6. Protokol Guatemala.
Protokol Guatemala City 1971 mengubah Konvensi Warsawa 1929 yang telah diubah
oleh Protokol The Hague 1955. Perubahan tersebut mengenai penyederhanaan dokumen
transportasi baik individu maupun kolektif. Dokumen tersebut harus memuat indikasi
Bandar udara keberangkatan dan indikasi Bandar udara tujuan. Indikasi tersebut dapat
digunakan dengan cara apapun, namun tanpa adanya indikasi demikian bukan berarti
tidak ada perjanjian transportasi yang bermaksud mengurangi batas tanggung jawab.

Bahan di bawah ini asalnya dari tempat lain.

PR #1495, opened 2018-06-12
Attempt to fix overflowing edit dialog

kimrutherford:
Refs #1479

### DIFF
--- a/root/static/css/style.css
+++ b/root/static/css/style.css
@@ -1396,6 +1396,14 @@ a.curs-editable-table-field img, a.curs-editable-table-long-field img
   display: inline;
 }
 
+.curs-annotation-edit .curs-edit-wide-field {
+  width: 100%;
+}
+
+.curs-annotation-edit .curs-dialog-body-contents {
+  overflow: hidden;
+}
+
 .modal-dialog {
 /*  margin-top: 5%;*/
 }
--- a/root/static/ng_templates/annotation_edit.html
+++ b/root/static/ng_templates/annotation_edit.html
@@ -9,7 +9,7 @@
   </div>
 
   <div class="modal-body">
-    <div ng-switch="annotationType.category">
+    <div class="curs-dialog-body-contents" ng-switch="annotationType.category">
     <table ng-switch-when="ontology" class="curs-definition-table">
 
       <tr ng-if="annotationType.feature_type === 'gene'"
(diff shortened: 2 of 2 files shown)


root/static/css/style.css
```diff
@@ -1396,6 +1396,14 @@ a.curs-editable-table-field img, a.curs-editable-table-long-field img
   display: inline;
 }
 
+.curs-annotation-edit .curs-edit-wide-field {
+  width: 100%;
+}
+
+.curs-annotation-edit .curs-dialog-body-contents {
+  overflow: hidden;
```
jseager7: Setting `overflow` is a good idea. Only thing I'd suggest is using `auto` instead of `hidden`, since even though it adds a horizontal scrollbar at small screen sizes, it might be better to let users have some way to see the clipped content.

root/static/css/style.css
```diff
@@ -1396,6 +1396,14 @@ a.curs-editable-table-field img, a.curs-editable-table-long-field img
   display: inline;
 }
 
+.curs-annotation-edit .curs-edit-wide-field {
+  width: 100%;
```
jseager7: So I guess the plan is to only enable scaling on the wide fields? That's fine by me, since they're the ones that are most likely to cause overflow problems.

root/static/ng_templates/annotation_edit.html
```diff
@@ -106,15 +106,15 @@ <h4 ng-hide="newlyAdded" class="modal-title">
       <tr>
         <td class="title" rowspan="2">Term suggestion</td>
         <td colspan="2">
-          <input class="form-control"
+          <input class="form-control curs-edit-wide-field"
```
jseager7: Is this template used for all modals of this type? My only concern is there might be other modals (or pop-ups) that don't have these CSS classes applied.

root/static/css/style.css
kimrutherford: auto is a good idea.  I just tried it but the scrollbar doesn't disappear when the page it full size.  I can't see what the problem is.  Do you have any idea?

root/static/ng_templates/annotation_edit.html
kimrutherford: There are other dialogs but I was planning to modify them only if they cause problems.

PR #1511, opened 2018-06-18
Implement organism picker and integrate into existing page

barnabynorman:
Tested and appears to be working as expected


kimrutherford:
That's great.  Thanks.

I've tested it in single organism / pombe mode.

PR #1534, opened 2018-06-27
Fix Vagrant permissions on Canto data directory

jseager7:
The configuration for PHI-Canto changed recently to use ` /var/canto-data/` as the data directory, to keep that particular setting in sync between the Vagrant environment and the testing server.

However, on the Vagrant box, only the root user has permissions to create the data directory at `/var/canto-data/`. Permissions have to be transferred to the `canto` user afterwards (the default SSH user), otherwise the `canto_start` script won't work.

Previously the the setup script wasn't run as a privileged user, because of ownership issues, but it's probably more reliable to do everything as root and then just transfer ownership afterwards.

### DIFF
--- a/Vagrantfile
+++ b/Vagrantfile
@@ -2,10 +2,10 @@ require 'yaml'
 settings = YAML.load_file './vagrant_config.yaml'
 
 $canto_setup_script = <<-SCRIPT
-  # Go to the Canto source directory
+  # Go to the Canto source directory.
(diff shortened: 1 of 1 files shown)


jseager7:
I'm going to test that this works with a newly-built Vagrant box before I merge.

jseager7:
The changes work correctly, so merging now.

Protocol Guatemala City 1971 menerapkan konsep tanggung jawab hukum tanpa
bersalah (liability without fault atau strict liability atau absolute liability atau strict
liability) terhadap penumpang yang meninggal dunia, luka dan bagasi yang hilang atau
rusak tanpa memperhatikan kesalahan, pengangkut hanya dapat mengurangi beban
tanggung jawab apabila ternyata penumpang atau pengirim barang ikut bersalah.